Leider ist es nicht sichergestellt, dass sich die Katzenwelse dort bleiben, wo sie der Teichbesitzer sehen (oder erahnen) will,
da sie sich im Zuge von Großreinigungen (Wasserwechsel) und möglicherweise auch durch Laichverschleppung
bald mal auch in natürlichen Gewässern finden ... und dann: siehe oben!
Insofern halte ich die Ausbringung von Katzenwelsen in Gewässer im Freien für bedenklich.

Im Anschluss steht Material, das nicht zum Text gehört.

Issue #65, opened 2015-03-02
NDFileHDF5: Attributes defined for datasets in the xml file do not always appear in the HDF5 file.


MarkRivers:
This problem is seen in the test2 files.  

test2_layout.xml contains the following lines:

            <dataset name="aequatorial_angle" source="ndattribute" ndattribute="sa">
                <attribute name="units"       source="constant"    value="degrees" type="string" />
            </dataset>

However, the HDF5 file contains the following (this is with recent changes to "automatic" attributes in the hdf5-bugfix branch)

         DATASET "aequatorial_angle" {
            DATATYPE  H5T_IEEE_F64LE
            DATASPACE  SIMPLE { ( 5 ) / ( 5 ) }
            DATA {
            (0): 0.001, 0, 0, 0, 0
            }
            ATTRIBUTE "NDAttrDescription" {
               DATATYPE  H5T_STRING {
                     STRSIZE 34;
                     STRPAD H5T_STR_NULLTERM;
                     CSET H5T_CSET_ASCII;
                     CTYPE H5T_C_S1;
                  }
               DATASPACE  SCALAR
               DATA {
               (0): "sample azimuthal rotation, degrees"
               }
            }
            ATTRIBUTE "NDAttrName" {
               DATATYPE  H5T_STRING {
                     STRSIZE 2;
                     STRPAD H5T_STR_NULLTERM;
                     CSET H5T_CSET_ASCII;
                     CTYPE H5T_C_S1;
                  }
               DATASPACE  SCALAR
               DATA {
               (0): "sa"
               }
            }
            ATTRIBUTE "NDAttrSource" {
               DATATYPE  H5T_STRING {
                     STRSIZE 8;
                     STRPAD H5T_STR_NULLTERM;
                     CSET H5T_CSET_ASCII;
                     CTYPE H5T_C_S1;
                  }
               DATASPACE  SCALAR
               DATA {
               (0): "ACQ_TIME"
               }
            }
            ATTRIBUTE "NDAttrSourceType" {
               DATATYPE  H5T_STRING {
                     STRSIZE 17;
                     STRPAD H5T_STR_NULLTERM;
                     CSET H5T_CSET_ASCII;
                     CTYPE H5T_C_S1;
                  }
               DATASPACE  SCALAR
               DATA {
               (0): "NDAttrSourceParam"
               }
            }
         }
         DATASET "thickness" {

[...]

Issue #66, opened 2015-03-02
NDFileHDF5: If the xml layout file does not define a group with “ndattr_default=true” it crashes the application.


MarkRivers:
If the NDFileHDF5 plugin is using a user-specific XML layout file, and if that file does not define a group with the ndattr_default=true attribute then it will crash the IOC application.

aglowacki:
What should the writer do if this field is missing. I believe I found the two spots in the code that we need to check for a NULL pointer. I can return an asynError but then these attributes are not saved to the hdf5 file. Should we put them in the root of the hdf5 if it doesn't exist?

prjemian:
Tells me that the layout author did not want them in the HDF5 file.

ulrikpedersen:
The trouble is when a user simply forgets to tag a group with ndattr_default=true and ends up missing a bunch of NDAttributes from the file... Do we want to support this unfortunate user (who don't know about or forgets setting ndattr_default=true) or the experienced user who deliberately leaves our ndattr_default=true because she does not want to store all NDAttributes?

I personally tend to agree with @prjemian on this one: if the user did not specify a ndattr_default group then it's probably because they're not required to be stored. It's a corner-case of course, because why would you define the NDAttributes in the first place if you don't wish to store them?

MarkRivers:
I would argue that this should always be created.  Users are much less happy with missing data in their files than with extra data.  If it is decided that the new datasets for UniqueID, timeStamp, etc. (see issue #68) should go in this group then I would strongly argue that is must always be created even if it was not present in the XML file.

prjemian:
One way to resolve this is to make writing of this group be optional 
with a default decision to always write.  An optional attribute on the 
root element of the layout XML file could be added to disable the 
automatic write if that is truly intended.  Here's an example:

<hdf5_layout auto_ndattr_default="false">
...
</hdf5_layout>

ulrikpedersen:
@prjemian yes that auto_ndattr_default=false would solve it: by default storing the NDAttributes in the root unless the user specifically disable this behaviour - or has tagged another group with the ndattr_default=true flag.

ulrikpedersen:
In response to @aglowacki's email:

> As I understand it we want the logic to be
> 
> 1) ndattr_default=true > // it saves the default to this group
> 2) if no ndattr_default, // save to root group
> 3) if new tag hdf5_layout auto_ndattr_default=“false // we don’t save default attr anywhere
> 
> Is this correct?

[...]

PR #71, opened 2015-03-04
Hdf5 bugfix

aglowacki:
This update fixes the crash for issue #66 “ndattr_default=true” is not defined. The current logic is that if it is not defined it will not save them anywhere. 

This partly fixes issue #65. It should now save attributes under constant datasets. It does not save attributes under ndattribute datasets.

### DIFF
--- a/ADApp/pluginSrc/NDFileHDF5.cpp
+++ b/ADApp/pluginSrc/NDFileHDF5.cpp
@@ -394,21 +394,25 @@ asynStatus NDFileHDF5::createTree(hdf5::Group* root, hid_t h5handle)
     // Write contant datasets to file
 //    this->writeHdfConstDatasets(new_group, root);
 
-    getIntegerParam(NDFileHDF5_storeAttributes, &storeAttributes);
-    if (storeAttributes == 1){
-      // Set some attributes on the group
-      this->writeHdfAttributes(new_group,  root);
-    }
-
     // Create all the datasets in this group
     hdf5::Group::MapDatasets_t::iterator it_dsets;
     hdf5::Group::MapDatasets_t& datasets = root->get_datasets();
     for (it_dsets = datasets.begin(); it_dsets != datasets.end(); ++it_dsets){
       hid_t new_dset = this->createDataset(new_group, it_dsets->second);
-      if (new_dset <= 0) continue; // failure to create the datasets so move on to next
+      if (new_dset <= 0) {
+//hdf5::Dataset *dset = it_dsets->second;
+//asynPrint(this->pasynUserSelf, ASYN_TRACE_ERROR, "%s::%s Failed to create dataset: %s\n",  driverName, functionName, dset->get_name().c_str());
+        continue; // failure to create the datasets so move on to next
+      }
       // Write the hdf attributes to the dataset
       this->writeHdfAttributes( new_dset,  it_dsets->second);
       // Datasets are closed after data has been written
+    }
+
+    getIntegerParam(NDFileHDF5_storeAttributes, &storeAttributes);
+    if (storeAttributes == 1){
+      // Set some attributes on the group
+      this->writeHdfAttributes(new_group,  root);
     }
 
     hdf5::Group::MapGroups_t::const_iterator it_group;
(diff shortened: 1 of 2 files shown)


ADApp/pluginSrc/NDFileHDF5.cpp
```diff
@@ -392,25 +392,29 @@ asynStatus NDFileHDF5::createTree(hdf5::Group* root, hid_t h5handle)
...
 
     // Write contant datasets to file
-    this->writeHdfConstDatasets(new_group, root);
-
-    getIntegerParam(NDFileHDF5_storeAttributes, &storeAttributes);
-    if (storeAttributes == 1){
-      // Set some attributes on the group
-      this->writeHdfAttributes(new_group,  root);
-    }
+//    this->writeHdfConstDatasets(new_group, root);
```
ulrikpedersen: With writeHdfConstDatasets() commented out at this point, this function is not used anywhere else. Is it no longer required and can be deleted? It should not be left in the code like this if it is not used...

I must admit I've lost track a bit in these many changes so I don't have the overview to determine if this function can go...

MarkRivers:
I just tested this fix.  There were several problems:

- It does not compile on Linux, and had a compiler warning due to no return value from function.  Please test that code compiles without error or warning on both Linux and Windows.  I have fixed the problems and pushed to github.

- When testing with test2_attributes.xml and test2_layout_no_ndattr_default.xml there are HDF5 error messages:
HDF5-DIAG: Error detected in HDF5 (1.8.7) thread 0:
  #000: H5G.c line 734 in H5Gclose(): not a group
    major: Invalid arguments to routine
    minor: Inappropriate type
When testing with test2_layout.xml there are no errors, so this must be related to the lack of the nd_attr_default tag.  So it no longer crashes, but it does produce HDF5 error messages.

I verified that attributes of constant datasets are now stored correctly.

aglowacki:
That is strange because I compiled on linux and didn't get any errors.

The writeHdfConstDatasets() function is not needed anymore, I forgot to remove it.

MarkRivers:
What version of asyn are you using on Linux?  In asyn R4-21 I added this:


************************

Changed the asynTrace print, printIO, vprint, vprintIO functions so they use EPICS_PRINTF_STYLE. This causes the GCC (version 3.0 and higher) and clang compilers to check the agreement of format strings with function arguments when using asynPrint() and asynPrintIO(), just as they do with printf(). This is very helpful in finding errors, and uncovered a number in asyn itself, which have been fixed.

************************

The error and fix were the following:
             asynPrint(this->pasynUserSelf, ASYN_TRACE_ERROR, "%s::writeHdfAttributes unknown type: unable to create attribute: %s\n",
-              driverName, attr.get_name());
+              driverName, attr.get_name().c_str());


So you were using something that was not a char* for a %s format.  gcc on Linux should have signaled that error.



aglowacki:
I have asyn-4-22 and didn't get the error when compiling for linux-x86_64-debug

MarkRivers:
I don't understand why you are not getting an error.  This is what I get with commit e95bd3e867b8293940d813d2c000fbbf8507414c of NDFileHDF5.cpp, gcc version 4.6.3, asyn R4-26.

corvette:ADCore/ADApp/pluginSrc>make
make -C O.linux-x86_64 -f ../Makefile TOP=../../.. T_A=linux-x86_64 install
make[1]: Entering directory `/home/epics/devel/areaDetector-2-1/ADCore/ADApp/pluginSrc/O.linux-x86_64'

/usr/bin/g++ -c  -D_POSIX_C_SOURCE=199506L -D_POSIX_THREADS -D_XOPEN_SOURCE=500           -D_X86_64_  -DUNIX  -D_DEFAULT_SOURCE -Dlinux  -D_REENTRANT   -O3 -g   -Wall      -m64     -fPIC -MMD -I. -I../O.Common -I. -I.. -I../../../include/os/Linux -I../../../include     -I/corvette/usr/local/epics/base-3.14.12.4/include/os/Linux -I/corvette/usr/local/epics/base-3.14.12.4/include  -I/corvette/home/epics/devel/asyn-4-26/include  -I/corvette/home/epics/devel/areaDetector-2-1/ADBinaries/include  -I/corvette/home/epics/devel/areaDetector-2-1/ADCore/include     -I/usr/local64/include  -I/usr/include/libxml2   ../NDFileHDF5.cpp
../NDFileHDF5.cpp: In member function 'void NDFileHDF5::writeHdfAttributes(hid_t, hdf5::Element*)':
../NDFileHDF5.cpp:510:13: error: cannot pass objects of non-trivially-copyable type 'std::string {aka struct std::basic_string<char>}' through '...'
../NDFileHDF5.cpp:510:13: warning: format '%s' expects argument of type 'char*', but argument 7 has type 'std::string {aka std::basic_string<char>}' [-Wformat]
../NDFileHDF5.cpp: In member function 'hid_t NDFileHDF5::writeHdfConstDataset(hid_t, hdf5::Dataset*)':
../NDFileHDF5.cpp:577:1: warning: control reaches end of non-void function [-Wreturn-type]
make[1]: *** [NDFileHDF5.o] Error 1
make[1]: Leaving directory `/home/epics/devel/areaDetector-2-1/ADCore/ADApp/pluginSrc/O.linux-x86_64'
make: *** [install.linux-x86_64] Error 2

In diesem Zusammenhang möchte ich in Erinnerung rufen,
dass ich seitens der Moderatoren böse verwarnt wurde,
weil ich die Freilassung eines armen Sterlets in die Donau empfohlen habe.
(Daher rührt auch der Hinweis auf österreichisches Recht in meiner Sigtnatur.)
Katzenwelse in den Teich zu tun und eine etwaige Verschleppung anderen (__ Enten?) anzulasten,
kann auch in Deutschland nicht gesetzeskonform sein, oder?


----------



## troll20 (28. Aug. 2014)

Ein einzelner wird sich aber schwer vermehren können,  oder?
Damit sollte dann auch kein befruchteter Laich den Weg in andere Gewässer finden. 

LG René


----------



## Annett (29. Aug. 2014)

Hallo Rene.

Genauso sehe ich das auch. 
Unser lieber Peter stichelt und stänkert nur für sein Leben gern. Wie langweilig muss es doch ohne unser Forum und die darin zu findenden Aufregerthemen gewesen sein?!



derschwarzepeter schrieb:


> In diesem Zusammenhang möchte ich in Erinnerung rufen,
> dass ich seitens der Moderatoren böse verwarnt wurde,
> weil ich die Freilassung eines armen Sterlets in die Donau empfohlen habe.
> (Daher rührt auch der Hinweis auf österreichisches Recht in meiner Sigtnatur.)
> ...



Tja Peter, dann musst du auch gleich noch die Gesetzeskonformität des Besitzes von Küchenmessern und Autos anzweifeln. Schließlich könnte man damit sogar Menschen umbringen.... 

P.S.: ich empfehle eine dringende Lektüre der auch von dir bei der Anmeldung akzeptierten Regeln!


----------



## troll20 (29. Aug. 2014)

Och Annett,

Ach ich find Peters Hinweis gar nicht so Verkehrt.
Es wurde ja schon viel Natur von eingeschleppten Pflanzen und Tieren zerstört.  Nur muss man nicht aus einen __ Katzenwels ein Ungetüm machen. 
Die Verhältnismäßigkeit sollte passen.
Im übrigen hab ich jetzt 3 Katzenwelse und 4 Orfen.
Werde jedoch dem Goldfischnachwuchs nicht her.
Diese Jahr sind schon ca. 150 Goldfische rausgefangen worden (Nachwuchs von diesem Jahr) und zum Angler gegangen. 
Dafür gibt es weiterhin Nachwuchs von __ Libellen und co sowie von Fröschen und __ Eidechsen.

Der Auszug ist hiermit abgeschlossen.